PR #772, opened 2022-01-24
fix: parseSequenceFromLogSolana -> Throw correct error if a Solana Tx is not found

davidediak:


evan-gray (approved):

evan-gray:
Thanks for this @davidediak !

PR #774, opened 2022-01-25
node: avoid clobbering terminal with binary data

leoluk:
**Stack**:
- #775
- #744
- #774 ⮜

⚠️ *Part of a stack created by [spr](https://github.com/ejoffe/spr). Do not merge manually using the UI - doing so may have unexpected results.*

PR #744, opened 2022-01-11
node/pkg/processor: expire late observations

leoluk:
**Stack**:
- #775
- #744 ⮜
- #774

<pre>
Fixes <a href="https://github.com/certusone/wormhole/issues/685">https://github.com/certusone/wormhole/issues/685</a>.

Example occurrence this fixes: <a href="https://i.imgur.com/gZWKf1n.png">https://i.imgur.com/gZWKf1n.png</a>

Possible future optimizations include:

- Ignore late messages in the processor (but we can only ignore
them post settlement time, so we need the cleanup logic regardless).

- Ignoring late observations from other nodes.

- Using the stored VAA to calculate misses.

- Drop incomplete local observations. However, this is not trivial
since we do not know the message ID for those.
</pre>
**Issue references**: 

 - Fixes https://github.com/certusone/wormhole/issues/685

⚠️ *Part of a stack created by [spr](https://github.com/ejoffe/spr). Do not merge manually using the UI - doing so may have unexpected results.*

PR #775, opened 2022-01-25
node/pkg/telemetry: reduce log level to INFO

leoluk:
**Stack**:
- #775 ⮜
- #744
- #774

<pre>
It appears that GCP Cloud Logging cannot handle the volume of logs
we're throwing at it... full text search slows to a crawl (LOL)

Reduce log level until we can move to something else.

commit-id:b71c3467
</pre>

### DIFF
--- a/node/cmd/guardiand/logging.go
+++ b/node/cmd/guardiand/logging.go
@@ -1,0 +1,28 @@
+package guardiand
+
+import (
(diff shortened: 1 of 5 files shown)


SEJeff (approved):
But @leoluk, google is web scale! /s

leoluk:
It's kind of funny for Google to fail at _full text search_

Task goal –
Using the entries above, give back exactly the line containing "fix: parseSequenceFromLogSolana ->", the line containing "- Ignore late", and every line between them, and nothing else.

Output for this task –
fix: parseSequenceFromLogSolana -> Throw correct error if a Solana Tx is not found

davidediak:


evan-gray (approved):

evan-gray:
Thanks for this @davidediak !

PR #774, opened 2022-01-25
node: avoid clobbering terminal with binary data

leoluk:
**Stack**:
- #775
- #744
- #774 ⮜

⚠️ *Part of a stack created by [spr](https://github.com/ejoffe/spr). Do not merge manually using the UI - doing so may have unexpected results.*

PR #744, opened 2022-01-11
node/pkg/processor: expire late observations

leoluk:
**Stack**:
- #775
- #744 ⮜
- #774

<pre>
Fixes <a href="https://github.com/certusone/wormhole/issues/685">https://github.com/certusone/wormhole/issues/685</a>.

Example occurrence this fixes: <a href="https://i.imgur.com/gZWKf1n.png">https://i.imgur.com/gZWKf1n.png</a>

Possible future optimizations include:

- Ignore late messages in the processor (but we can only ignore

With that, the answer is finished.